▶ YOUR GOAL
In the data that follows, count each line holding the string "well"; answer with the number only.

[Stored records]
/---

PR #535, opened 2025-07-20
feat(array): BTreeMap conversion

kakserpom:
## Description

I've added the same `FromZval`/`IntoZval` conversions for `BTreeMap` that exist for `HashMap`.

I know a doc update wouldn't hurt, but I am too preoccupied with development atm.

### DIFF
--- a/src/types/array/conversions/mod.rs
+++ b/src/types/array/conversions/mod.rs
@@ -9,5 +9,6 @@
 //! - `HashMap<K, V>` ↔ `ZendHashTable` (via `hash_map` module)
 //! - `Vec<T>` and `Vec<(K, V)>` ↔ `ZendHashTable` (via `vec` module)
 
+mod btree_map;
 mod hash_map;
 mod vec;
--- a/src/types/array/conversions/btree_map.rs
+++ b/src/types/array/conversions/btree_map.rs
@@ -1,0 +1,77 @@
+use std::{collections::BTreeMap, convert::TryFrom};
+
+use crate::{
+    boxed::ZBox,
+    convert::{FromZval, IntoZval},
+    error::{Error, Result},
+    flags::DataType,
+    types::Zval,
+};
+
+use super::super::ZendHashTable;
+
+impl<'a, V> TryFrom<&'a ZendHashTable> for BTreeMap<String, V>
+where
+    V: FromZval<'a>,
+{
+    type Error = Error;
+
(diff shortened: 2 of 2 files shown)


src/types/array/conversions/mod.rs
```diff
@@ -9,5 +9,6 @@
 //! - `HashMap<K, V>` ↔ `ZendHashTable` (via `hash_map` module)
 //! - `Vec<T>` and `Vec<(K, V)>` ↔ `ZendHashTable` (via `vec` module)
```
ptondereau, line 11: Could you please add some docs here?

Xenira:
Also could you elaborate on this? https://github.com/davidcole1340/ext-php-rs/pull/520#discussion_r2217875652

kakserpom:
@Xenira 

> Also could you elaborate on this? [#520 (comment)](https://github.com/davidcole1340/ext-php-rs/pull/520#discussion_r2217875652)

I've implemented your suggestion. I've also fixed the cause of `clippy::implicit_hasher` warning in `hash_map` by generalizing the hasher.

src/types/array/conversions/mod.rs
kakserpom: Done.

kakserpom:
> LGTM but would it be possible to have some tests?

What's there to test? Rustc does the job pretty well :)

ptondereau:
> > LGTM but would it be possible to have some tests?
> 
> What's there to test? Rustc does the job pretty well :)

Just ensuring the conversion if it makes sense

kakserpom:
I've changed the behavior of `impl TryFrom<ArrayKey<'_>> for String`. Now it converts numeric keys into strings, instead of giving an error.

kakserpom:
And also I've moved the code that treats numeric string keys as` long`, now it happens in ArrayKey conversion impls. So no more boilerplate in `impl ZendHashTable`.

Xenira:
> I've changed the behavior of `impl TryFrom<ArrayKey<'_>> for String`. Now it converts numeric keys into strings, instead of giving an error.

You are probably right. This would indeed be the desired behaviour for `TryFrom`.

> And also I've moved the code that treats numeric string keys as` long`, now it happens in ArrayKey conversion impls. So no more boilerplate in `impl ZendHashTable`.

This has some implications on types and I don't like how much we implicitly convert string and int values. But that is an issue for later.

\---

▶ THE COMPLETED TASK
2